Exemption from the First Schedule definition of employees based on their wages is only granted in the Employment Act on two occasions: Section 44A for maternity protection and Section 81G for sexual harassment.

After the Employment amendment Bill was passed by the Lower House, reporters asked the Ministry of Human Resources (MOHR) to confirm whether protections from sexual harassment, legal entitlement to paid maternity leave and paternity leave, protection from termination on grounds of pregnancy, as well as all clauses in the Employment Act, would only apply to workers earning RM2,000 or less a month.

However, an MOHR spokesperson told the ministry’s media WhatsApp group yesterday that it was unable to respond to such questions, pending passage of the Employment amendment Bill through Parliament and royal assent.

The Dewan Negara is set to debate the second reading of the Employment amendment Bill today.

There is a separate Anti-Sexual Harassment Bill 2021, under the Women, Family and Community Development Ministry, pending second reading in the current Dewan Rakyat meeting that ends tomorrow.

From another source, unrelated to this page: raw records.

PR #1288, opened 2026-07-29
feat(link): add docker & artifact builds

swift1337:
- [x] build & publish binaries as CI artifacts (mac arm, linux amd64, linux arm64)
- [x] build & publush docker images (linux amd64, arm64) 
- [x] triggers: manual, tag push, or PR merge with `build-artifacts` label
- [x] add `make docker-build`

### DIFF
--- a/.github/workflows/ibc-link-build.yml
+++ b/.github/workflows/ibc-link-build.yml
@@ -1,0 +1,167 @@
+name: Link Build Artifacts
+
+on:
+  workflow_dispatch:
+  push:
+    tags: ["*"]
+  pull_request_target:
+    # PR must contain `build-artifacts` label
+    types: [closed]
+
+concurrency:
+  group: ${{ github.workflow }}-${{ github.event.pull_request.base.ref || github.ref }}
+  cancel-in-progress: true
+
+permissions:
+  contents: read
+  packages: write
+
+env:
+  IMAGE_NAME: ghcr.io/${{ github.repository }}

The Anti-Sexual Harassment Bill relates specifically to a sexual harassment tribunal, comprising members appointed by the Minister, that has the power to hear “any” complaints of sexual harassment by anyone.

This means that the tribunal is not limited to complaints of sexual harassment at work, unlike the Employment Act that specifically deals with sexual harassment complaints involving employer-employee or employee-employee relations.

Under the Anti-Sexual Harassment Bill, the tribunal is empowered to order the respondent to pay damages of not more than RM250,000 to the complainant.

The tribunal cannot hear sexual harassment complaints that are the subject of court proceedings that began before the complaint was brought to the tribunal, unless the claims before the court are dropped, or if the complaint is of a criminal nature under any written law.

Women’s groups previously called for a review of the Anti-Sexual Harassment Bill to, among other things, extend the definition of sexual harassment, saying that the proposed law should recognise instances where the harassment is not directed at a particular individual, but creates an offensive, hostile, or intimidating environment.